>>>>>

PR #179, opened 2020-07-24
updated golangci linter to the latest

kensipe:

Fixes #

### DIFF
--- a/pkg/report/report.go
+++ b/pkg/report/report.go
@@ -240,7 +240,7 @@ func writeXMLReport(dir, name string, ts *Testsuites) error {
 		return err
 	}
 	xmlStr := string(xDoc)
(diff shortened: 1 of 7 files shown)


pkg/report/report.go
```diff
@@ -240,7 +240,7 @@ func writeXMLReport(dir, name string, ts *Testsuites) error {
 		return err
 	}
 	xmlStr := string(xDoc)
-	return ioutil.WriteFile(file, []byte(xmlStr), 0644)
```
porridge, line 243: I'm not sure this is a good idea:
- if we keep `0644` and the user wants to restrict the permissions not owner-accessible-only, they can do this with `umask(1)`
- if we change to `0600` but the user does want world-readable, they will need an explicit `chmod` somewhere, which is messy

kensipe:
thanks @porridge resolved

<<<<<

TASK TO CARRY OUT -> Copy out, from the material above, each line where the word "user" is present.

EXERCISE RESULT ->
- if we keep `0644` and the user wants to restrict the permissions not owner-accessible-only, they can do this with `umask(1)`
- if we change to `0600` but the user does want world-readable, they will need an explicit `chmod` somewhere, which is messy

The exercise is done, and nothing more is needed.